> **Saved entries**:

• • •

PR #1227, opened 2024-10-24
Update semi-automated literature curation checks

cthoyt:
1. Require every row to reference the pull request in which the row was added
2. Standardize prefix used to refer to PubMed
3. Enforce sorting (and add reformatting command to `bioregistry lint`)


bgyori:
I'm confused at this point about the role of the `pr_added` column. I had though it referred to the PR where any prefix/provider/publications corresponding to the curated row was added to bioregistry.json. This change makes it seem like the `pr_added` tracks what PR a line in the curation spreadsheet was added. But that doesn't really make sense since git does this naturally... Could you clarify why this change is needed?

cthoyt:
This column describes in what pull request the row in `curated_papers.tsv` was added. I've tried to update the unit test to give this feedback more clearly for when it's missing.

• • •

> **What you will do**: Retype every record above exactly as written.

> **Output for this exercise**:
PR #1227, opened 2024-10-24
Update semi-automated literature curation checks

cthoyt:
1. Require every row to reference the pull request in which the row was added
2. Standardize prefix used to refer to PubMed
3. Enforce sorting (and add reformatting command to `bioregistry lint`)


bgyori:
I'm confused at this point about the role of the `pr_added` column. I had though it referred to the PR where any prefix/provider/publications corresponding to the curated row was added to bioregistry.json. This change makes it seem like the `pr_added` tracks what PR a line in the curation spreadsheet was added. But that doesn't really make sense since git does this naturally... Could you clarify why this change is needed?

cthoyt:
This column describes in what pull request the row in `curated_papers.tsv` was added. I've tried to update the unit test to give this feedback more clearly for when it's missing.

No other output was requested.